→ **Dataset records**:
Issue #1291, opened 2020-07-23
bug: Storybook website links don't work


Vanessa-Cusmich:
Some of the links aren't clickable. The issue is caused by the offset in Storybook.

Specifically the Contributing, Support and SLA sections.
https://sap.github.io/fundamental-styles/?path=/docs/introduction-overview--page

PR #1294, opened 2020-07-24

→ **Work instruction**: Each line from the one containing "Some of the" through the end of the material must be returned exactly; no other line should appear.

→ **Exercise response**:
Some of the links aren't clickable. The issue is caused by the offset in Storybook.

Specifically the Contributing, Support and SLA sections.
https://sap.github.io/fundamental-styles/?path=/docs/introduction-overview--page

PR #1294, opened 2020-07-24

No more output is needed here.